Required work - Copy each line of the listing that includes "input".

Data provided -

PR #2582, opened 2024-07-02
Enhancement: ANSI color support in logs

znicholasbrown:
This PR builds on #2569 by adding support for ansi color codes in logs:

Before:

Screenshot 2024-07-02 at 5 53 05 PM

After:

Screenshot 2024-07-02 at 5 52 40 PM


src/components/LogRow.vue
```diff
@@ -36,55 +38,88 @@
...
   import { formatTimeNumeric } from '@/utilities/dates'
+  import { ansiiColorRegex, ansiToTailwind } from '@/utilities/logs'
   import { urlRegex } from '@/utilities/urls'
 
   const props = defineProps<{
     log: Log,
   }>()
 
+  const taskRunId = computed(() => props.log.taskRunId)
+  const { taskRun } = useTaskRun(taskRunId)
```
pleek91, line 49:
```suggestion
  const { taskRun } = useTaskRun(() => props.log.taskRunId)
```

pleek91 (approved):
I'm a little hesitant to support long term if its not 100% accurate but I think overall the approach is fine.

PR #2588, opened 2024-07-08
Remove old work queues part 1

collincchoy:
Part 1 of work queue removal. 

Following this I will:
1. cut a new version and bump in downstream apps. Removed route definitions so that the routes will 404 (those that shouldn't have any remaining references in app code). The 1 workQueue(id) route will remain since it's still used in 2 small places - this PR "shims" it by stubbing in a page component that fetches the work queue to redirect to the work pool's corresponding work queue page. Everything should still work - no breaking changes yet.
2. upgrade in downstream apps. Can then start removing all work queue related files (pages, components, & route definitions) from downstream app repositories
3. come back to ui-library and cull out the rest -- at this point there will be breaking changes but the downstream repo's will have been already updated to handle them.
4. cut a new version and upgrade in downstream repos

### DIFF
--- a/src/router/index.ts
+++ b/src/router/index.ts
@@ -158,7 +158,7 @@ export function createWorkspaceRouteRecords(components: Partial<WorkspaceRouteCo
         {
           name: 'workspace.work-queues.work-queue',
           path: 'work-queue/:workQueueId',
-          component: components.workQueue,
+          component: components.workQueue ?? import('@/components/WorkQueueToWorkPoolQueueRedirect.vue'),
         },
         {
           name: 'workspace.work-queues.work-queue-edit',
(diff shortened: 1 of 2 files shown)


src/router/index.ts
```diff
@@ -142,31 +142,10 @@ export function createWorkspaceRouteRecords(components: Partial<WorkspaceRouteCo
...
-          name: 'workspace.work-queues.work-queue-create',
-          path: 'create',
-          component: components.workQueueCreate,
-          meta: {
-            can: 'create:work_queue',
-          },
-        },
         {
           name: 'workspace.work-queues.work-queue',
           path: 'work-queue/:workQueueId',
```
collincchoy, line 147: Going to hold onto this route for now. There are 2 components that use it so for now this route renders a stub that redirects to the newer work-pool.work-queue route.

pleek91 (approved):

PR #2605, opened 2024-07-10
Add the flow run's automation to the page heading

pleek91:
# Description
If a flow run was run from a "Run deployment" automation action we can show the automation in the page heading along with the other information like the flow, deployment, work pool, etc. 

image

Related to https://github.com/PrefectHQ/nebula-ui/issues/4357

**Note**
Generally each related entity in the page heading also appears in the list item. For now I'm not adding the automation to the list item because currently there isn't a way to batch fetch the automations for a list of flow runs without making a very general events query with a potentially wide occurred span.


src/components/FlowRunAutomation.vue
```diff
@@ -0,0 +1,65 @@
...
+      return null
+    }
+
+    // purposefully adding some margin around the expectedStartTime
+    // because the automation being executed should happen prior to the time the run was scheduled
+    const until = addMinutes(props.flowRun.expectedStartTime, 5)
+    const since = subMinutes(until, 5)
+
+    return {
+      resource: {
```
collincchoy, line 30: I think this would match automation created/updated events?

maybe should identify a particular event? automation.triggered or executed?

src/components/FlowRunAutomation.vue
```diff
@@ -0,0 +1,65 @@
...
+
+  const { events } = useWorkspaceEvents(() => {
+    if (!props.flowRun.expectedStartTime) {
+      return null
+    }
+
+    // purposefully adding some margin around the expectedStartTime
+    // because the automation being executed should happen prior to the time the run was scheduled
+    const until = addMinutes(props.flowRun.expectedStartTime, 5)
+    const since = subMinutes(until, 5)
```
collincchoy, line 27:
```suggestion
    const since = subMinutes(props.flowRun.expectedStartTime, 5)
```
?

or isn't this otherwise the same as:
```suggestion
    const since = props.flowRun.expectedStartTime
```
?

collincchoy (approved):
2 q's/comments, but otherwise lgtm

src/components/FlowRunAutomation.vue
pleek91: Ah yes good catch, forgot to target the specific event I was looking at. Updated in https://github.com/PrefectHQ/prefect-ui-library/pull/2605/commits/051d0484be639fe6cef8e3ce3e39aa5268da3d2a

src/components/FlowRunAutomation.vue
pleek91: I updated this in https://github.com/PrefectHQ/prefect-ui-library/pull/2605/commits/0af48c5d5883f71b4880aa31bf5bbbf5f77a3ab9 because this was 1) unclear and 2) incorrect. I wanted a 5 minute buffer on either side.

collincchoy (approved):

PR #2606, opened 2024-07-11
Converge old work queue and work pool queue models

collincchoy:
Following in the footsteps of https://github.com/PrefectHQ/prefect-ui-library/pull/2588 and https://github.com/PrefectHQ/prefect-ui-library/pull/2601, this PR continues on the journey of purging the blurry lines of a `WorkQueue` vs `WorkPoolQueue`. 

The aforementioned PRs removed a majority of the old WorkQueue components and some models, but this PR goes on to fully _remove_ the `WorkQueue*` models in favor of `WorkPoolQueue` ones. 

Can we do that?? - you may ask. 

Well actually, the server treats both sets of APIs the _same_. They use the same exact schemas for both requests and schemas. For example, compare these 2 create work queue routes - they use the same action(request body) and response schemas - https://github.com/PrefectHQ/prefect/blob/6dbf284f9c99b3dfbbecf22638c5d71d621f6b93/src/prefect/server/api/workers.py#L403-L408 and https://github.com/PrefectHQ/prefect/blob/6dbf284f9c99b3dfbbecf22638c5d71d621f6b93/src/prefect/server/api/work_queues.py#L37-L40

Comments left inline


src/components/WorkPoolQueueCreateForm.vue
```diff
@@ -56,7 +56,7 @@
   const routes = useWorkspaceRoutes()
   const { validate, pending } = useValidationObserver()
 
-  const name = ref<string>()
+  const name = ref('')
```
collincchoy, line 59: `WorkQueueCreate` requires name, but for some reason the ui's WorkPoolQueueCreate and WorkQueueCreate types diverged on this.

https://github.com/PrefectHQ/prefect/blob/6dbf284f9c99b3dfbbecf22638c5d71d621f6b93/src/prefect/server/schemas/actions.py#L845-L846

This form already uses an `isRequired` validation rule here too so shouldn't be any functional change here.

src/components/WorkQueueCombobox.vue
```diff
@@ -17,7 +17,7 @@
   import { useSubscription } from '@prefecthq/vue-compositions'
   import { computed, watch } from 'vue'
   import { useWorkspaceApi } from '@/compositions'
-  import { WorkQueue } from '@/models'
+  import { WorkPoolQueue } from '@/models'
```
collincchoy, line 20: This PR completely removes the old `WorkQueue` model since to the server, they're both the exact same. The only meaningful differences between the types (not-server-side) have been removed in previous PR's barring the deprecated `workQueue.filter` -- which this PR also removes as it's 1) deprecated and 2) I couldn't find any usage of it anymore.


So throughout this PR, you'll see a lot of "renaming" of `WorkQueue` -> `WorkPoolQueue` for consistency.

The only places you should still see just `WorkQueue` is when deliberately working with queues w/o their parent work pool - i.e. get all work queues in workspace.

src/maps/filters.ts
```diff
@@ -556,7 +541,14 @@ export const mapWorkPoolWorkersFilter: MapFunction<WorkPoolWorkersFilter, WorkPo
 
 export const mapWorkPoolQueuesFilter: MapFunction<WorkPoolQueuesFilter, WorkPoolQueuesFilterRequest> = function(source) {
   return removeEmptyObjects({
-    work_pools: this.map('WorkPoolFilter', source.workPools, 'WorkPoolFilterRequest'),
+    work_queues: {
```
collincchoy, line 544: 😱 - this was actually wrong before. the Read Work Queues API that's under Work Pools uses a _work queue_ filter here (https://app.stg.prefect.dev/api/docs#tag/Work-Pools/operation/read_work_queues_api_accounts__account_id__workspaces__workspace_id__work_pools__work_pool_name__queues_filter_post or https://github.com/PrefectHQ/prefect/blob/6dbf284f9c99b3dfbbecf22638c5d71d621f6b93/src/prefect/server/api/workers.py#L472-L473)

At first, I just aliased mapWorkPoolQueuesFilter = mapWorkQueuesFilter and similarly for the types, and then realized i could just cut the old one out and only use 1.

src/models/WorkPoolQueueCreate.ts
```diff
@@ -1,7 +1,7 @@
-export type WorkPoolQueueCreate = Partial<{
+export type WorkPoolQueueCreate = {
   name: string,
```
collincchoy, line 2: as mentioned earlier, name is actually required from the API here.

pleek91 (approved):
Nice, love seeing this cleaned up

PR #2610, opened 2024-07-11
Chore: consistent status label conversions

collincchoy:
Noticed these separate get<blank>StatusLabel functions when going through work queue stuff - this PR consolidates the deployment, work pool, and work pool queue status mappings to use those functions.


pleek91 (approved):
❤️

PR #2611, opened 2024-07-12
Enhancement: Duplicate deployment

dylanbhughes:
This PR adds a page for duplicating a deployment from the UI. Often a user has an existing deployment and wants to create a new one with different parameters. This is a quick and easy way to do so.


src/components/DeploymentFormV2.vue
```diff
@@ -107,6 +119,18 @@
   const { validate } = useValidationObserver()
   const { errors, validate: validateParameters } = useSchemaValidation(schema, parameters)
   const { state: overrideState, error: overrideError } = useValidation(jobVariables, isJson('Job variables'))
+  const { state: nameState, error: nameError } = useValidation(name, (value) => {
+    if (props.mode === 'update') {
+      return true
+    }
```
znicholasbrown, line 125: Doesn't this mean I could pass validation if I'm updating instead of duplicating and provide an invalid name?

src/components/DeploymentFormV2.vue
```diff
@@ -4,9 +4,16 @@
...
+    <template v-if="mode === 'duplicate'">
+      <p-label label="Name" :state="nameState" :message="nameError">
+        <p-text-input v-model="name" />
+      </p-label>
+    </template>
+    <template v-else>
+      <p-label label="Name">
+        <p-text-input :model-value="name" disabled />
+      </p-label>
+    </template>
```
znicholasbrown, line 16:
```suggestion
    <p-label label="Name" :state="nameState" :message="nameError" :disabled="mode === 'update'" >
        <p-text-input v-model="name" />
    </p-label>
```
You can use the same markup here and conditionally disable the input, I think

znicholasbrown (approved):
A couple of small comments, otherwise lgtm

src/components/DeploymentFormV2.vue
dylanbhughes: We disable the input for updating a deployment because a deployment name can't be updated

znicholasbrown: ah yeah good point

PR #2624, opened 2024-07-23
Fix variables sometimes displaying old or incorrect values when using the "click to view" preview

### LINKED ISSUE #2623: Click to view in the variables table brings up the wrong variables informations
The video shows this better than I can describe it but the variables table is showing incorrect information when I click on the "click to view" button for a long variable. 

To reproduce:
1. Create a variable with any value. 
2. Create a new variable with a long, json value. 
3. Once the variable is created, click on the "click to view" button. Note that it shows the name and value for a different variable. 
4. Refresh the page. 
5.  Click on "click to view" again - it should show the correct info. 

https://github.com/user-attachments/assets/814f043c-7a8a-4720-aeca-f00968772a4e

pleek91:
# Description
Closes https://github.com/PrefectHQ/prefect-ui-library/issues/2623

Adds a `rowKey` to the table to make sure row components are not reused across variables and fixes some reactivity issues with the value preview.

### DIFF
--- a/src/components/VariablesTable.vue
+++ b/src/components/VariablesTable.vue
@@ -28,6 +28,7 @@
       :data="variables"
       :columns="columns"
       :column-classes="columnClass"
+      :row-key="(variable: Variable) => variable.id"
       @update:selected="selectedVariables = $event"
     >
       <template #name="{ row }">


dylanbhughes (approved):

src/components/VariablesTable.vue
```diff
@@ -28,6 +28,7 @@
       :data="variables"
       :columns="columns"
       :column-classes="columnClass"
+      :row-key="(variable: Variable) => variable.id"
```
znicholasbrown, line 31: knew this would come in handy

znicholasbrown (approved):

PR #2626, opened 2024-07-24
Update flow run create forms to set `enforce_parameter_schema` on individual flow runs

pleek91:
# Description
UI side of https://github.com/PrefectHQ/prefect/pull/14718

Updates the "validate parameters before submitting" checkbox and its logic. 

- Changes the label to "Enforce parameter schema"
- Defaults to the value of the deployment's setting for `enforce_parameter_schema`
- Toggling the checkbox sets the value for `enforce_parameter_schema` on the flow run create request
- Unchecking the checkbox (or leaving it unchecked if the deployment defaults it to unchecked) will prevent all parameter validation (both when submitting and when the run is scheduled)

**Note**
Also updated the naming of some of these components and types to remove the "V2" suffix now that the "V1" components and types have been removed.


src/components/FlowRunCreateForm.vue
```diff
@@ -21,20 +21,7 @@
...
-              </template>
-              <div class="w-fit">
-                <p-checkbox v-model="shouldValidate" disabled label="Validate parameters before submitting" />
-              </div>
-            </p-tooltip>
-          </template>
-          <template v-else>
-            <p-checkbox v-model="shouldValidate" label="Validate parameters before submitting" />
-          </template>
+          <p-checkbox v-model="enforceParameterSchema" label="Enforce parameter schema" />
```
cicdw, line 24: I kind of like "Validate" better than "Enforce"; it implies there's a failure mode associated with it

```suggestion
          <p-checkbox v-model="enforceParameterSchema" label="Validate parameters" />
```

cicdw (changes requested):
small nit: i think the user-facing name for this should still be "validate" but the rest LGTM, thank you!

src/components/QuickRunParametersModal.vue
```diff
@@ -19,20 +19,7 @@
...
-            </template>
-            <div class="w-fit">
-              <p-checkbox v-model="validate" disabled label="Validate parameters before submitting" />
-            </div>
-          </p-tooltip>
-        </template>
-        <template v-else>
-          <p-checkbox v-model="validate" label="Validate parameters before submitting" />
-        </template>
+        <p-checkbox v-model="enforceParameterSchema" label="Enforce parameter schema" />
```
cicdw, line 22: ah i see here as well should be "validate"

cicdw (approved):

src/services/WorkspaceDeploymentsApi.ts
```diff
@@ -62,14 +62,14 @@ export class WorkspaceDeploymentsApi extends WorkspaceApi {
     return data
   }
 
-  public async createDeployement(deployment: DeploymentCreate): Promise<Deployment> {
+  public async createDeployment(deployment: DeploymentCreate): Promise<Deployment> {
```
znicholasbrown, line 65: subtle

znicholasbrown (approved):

Solution to the problem -
+        <p-text-input v-model="name" />
+        <p-text-input :model-value="name" disabled />
        <p-text-input v-model="name" />
You can use the same markup here and conditionally disable the input, I think
dylanbhughes: We disable the input for updating a deployment because a deployment name can't be updated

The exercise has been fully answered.